Anche se la colza è una specie auto-fertile, l’impollinazione incrociata mediata dalle api da miele fornisce una produzione di semi più sincrona, e una precoce fine della fioritura a favore di una precoce maturazione dei frutti. Queste caratteristiche comportano dei vantaggi economici derivanti da un raccolto migliore (Corbet; Willians & Osborne, 1991).

Un altro significativo esempio dell’importanza di A. mellifera come impollinatore fondamentale per le produzioni agricole ci viene dalle colture di anguria (Citrullus lanatus (Thunb.) Matsum & Nakai).
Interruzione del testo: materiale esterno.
PR #282, opened 2026-05-01
feat(asimstandardizationprocessor): direct source-to-ASIM Sentinel processor

eKuG:
### Proposed Change

Pairs with the Microsoft Sentinel ASIM destination merge in `bindplane-op-enterprise` (single `microsoftsentinel` destination type with `mode: basic | asim`, single consolidated DCR). One processor in the Sentinel pipeline, one DCR in Azure, one IAM role assignment. 

1. Adds `asimstandardizationprocessor`: maps source log fields directly to Microsoft Sentinel native ASIM table        
  columns. Sets `sentinel_stream_name` per-record so the Azure Log Analytics exporter routes to the right DCR stream.. Stashes the original body under `AdditionalFields` for lossless retention.                                                                                                                                                                                                  

##### Checklist
- [x] Changes are tested
- [ ] CI has passed


exporter/azureloganalyticsexporter/log_grouper.go
```diff
@@ -0,0 +1,137 @@
...
+// TODO(routing): support per-record sentinel_endpoint attribute via a per-
+// endpoint client pool, then populate Endpoint from attribute precedence.
+type groupKey struct {
+	Endpoint   string
+	RuleID     string
+	StreamName string
+}
+
+// String returns the composite key string "endpoint|ruleID|streamName".
+func (k groupKey) String() string {
```
Caleb-Hurshman: This method is unused.

exporter/azureloganalyticsexporter/marshal.go
```diff
@@ -78,6 +85,46 @@ func (m *azureLogAnalyticsMarshaler) getRawField(ctx context.Context, field stri
...
+		return "", false
+	}
+	return v.Str(), true
+}
+
+// getStreamName resolves the DCR stream name for a log record using the
+// following precedence: log record attribute, resource attribute, config. An
+// empty attribute value is treated as unset and falls through to the next
+// source.
+func (m *azureLogAnalyticsMarshaler) getStreamName(logRecord plog.LogRecord, _ plog.ScopeLogs, resourceLog plog.ResourceLogs) string {
```
Caleb-Hurshman: Why keep the empty `plog.ScopeLogs` parameter around?

exporter/azureloganalyticsexporter/marshal.go
```diff
@@ -78,6 +85,46 @@ func (m *azureLogAnalyticsMarshaler) getRawField(ctx context.Context, field stri
...
+	if v, ok := lookupStringAttr(resourceLog.Resource().Attributes(), sentinelStreamNameAttribute); ok && v != "" {
+		return v
+	}
+	return m.cfg.StreamName
+}
+
+// getRuleID resolves the DCR rule ID for a log record using the following
+// precedence: log record attribute, resource attribute, config. An empty
+// attribute value is treated as unset and falls through to the next source.
+func (m *azureLogAnalyticsMarshaler) getRuleID(logRecord plog.LogRecord, _ plog.ScopeLogs, resourceLog plog.ResourceLogs) string {
```
Caleb-Hurshman: Same here, empty parameter

exporter/azureloganalyticsexporter/exporter.go
```diff
@@ -90,21 +99,64 @@ func (e *azureLogAnalyticsExporter) logsDataPusher(ctx context.Context, ld plog.
...
+	var errs []error
+	for key, groupLogs := range groups {
+		if groupLogs.LogRecordCount() == 0 {
+			continue
+		}
 
-	_, err = e.client.Upload(ctx, e.ruleID, e.streamName, azureLogAnalyticsLogs, nil)
-	if err != nil {
-		return e.classifyError(err)
+		// TODO(routing): support per-record sentinel_endpoint by maintaining a
```
Caleb-Hurshman: We should avoid leaving TODOs around the code

Caleb-Hurshman: Since we acknowledge that key.Endpoint is always cfg.Endpoint for now, we don't need all the validation in this PR

processor/asimstandardizationprocessor/config.go
```diff
@@ -0,0 +1,121 @@
...
+
+// Config is the configuration for the ASIM standardization processor.
+type Config struct {
+	// EventMappings is the ordered list of event mappings.
+	EventMappings []EventMapping `mapstructure:"event_mappings"`
+}
+
+// IsKnownTargetTable returns true if the given string is a supported ASIM
+// target table.
+func IsKnownTargetTable(table string) bool {
```
Caleb-Hurshman, line 100: I'm not super familiar with ASIM yet, but should we also validate the required columns so that the processor doesn't pass on data that will fail to parse?

exporter/azureloganalyticsexporter/exporter.go
```diff
@@ -81,7 +81,16 @@ func (e *azureLogAnalyticsExporter) Capabilities() consumer.Capabilities {
...
+// logsDataPusher pushes log data to Azure Log Analytics.
+//
+// Records are first partitioned by (ruleID, streamName) based on the
+// sentinel_rule_id / sentinel_stream_name attributes (falling back to config
+// values) so that per-record routing can be honored. Each group is uploaded
+// independently; permanent errors short-circuit the remaining groups while
+// transient errors are collected and returned as a joined error so that the
+// exporterhelper retry pipeline still sees a transient failure and retries
+// the whole batch (Azure Log Analytics is expected to handle duplicates
+// idempotently on retry).
```
Caleb-Hurshman: Everything that I'm seeing says that Azure Log Analytics doesn't dedup automatically on ingest, so this seems problematic. Do you have any sources/testing that point to this working?

Caleb-Hurshman (changes requested):
Sorry I missed this while I was on vacation!
Only the first point in the PR description is implemented here, could you update that?

eKuG:
> Only the first point in the PR description is implemented here, could you update that?

Actually, 2 and 3 are also implemented, its inside the commits that I have done. So, OCSF->ASIM wasnt there earlier, I added the commit for this change and then we changed it to Raw logs -> ASIM directly, thus removing the need for OCSF processor. So its an intermittent step. 
How should I proceed? Should I remove it?

@Caleb-Hurshman

Caleb-Hurshman:
> Actually, 2 and 3 are also implemented, its inside the commits that I have done. So, OCSF->ASIM wasnt there earlier, I added the commit for this change and then we changed it to Raw logs -> ASIM directly, thus removing the need for OCSF processor. So its an intermittent step. How should I proceed? Should I remove it?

Esistono numerose varietà di questa specie, di cui alcune prive di semi (triploidi); per queste varietà il servizio di impollinazione delle api da miele risulta fondamentale per il trasporto del polline dalle varietà impollinatrici a quelle selezionate per i frutti, le quali producono per la maggior parte polline non vitale. (Walters A.S., 2005).

Vi sono numerosi altri esempi di specie di interesse commerciale la cui riproduzione si basa interamente sull’attività delle api da miele o ne viene positivamente influenzata; tra queste possiamo citare il caffè (Coffea

sp.), le albicocche (Prunus armeniaca L.), i kiwi (Actinidia chinensis Planch.), e molte altre (Corbet; Willians &

Osborne, 1991).

Questi dati sottolineano il grande impatto di Apis mellifera L. sul comparto agricolo e la dipendenza di numerose produzioni dalla presenza di questo insetto. Le api da miele sono reclutate dagli agricoltori per i loro grandi numeri e per la capacità delle bottinatrici, unica tra gli Apoidea sociali, di comunicare tra loro la posizione di patch di vegetazione ricchi in polline e/o nettare e di conseguenza di concentrarsi su di essi reclutando un numero elevato di operaie (Von Frisch, 1967 in Torné-Noguera et al., 2015). Questo sistema di comunicazione si realizza tramite l’uso di complessi movimenti, una sorta di danza, che serve per comunicare la posizione e la distanza dall’alveare dei siti di interesse scoperta da Von Frisch (1967).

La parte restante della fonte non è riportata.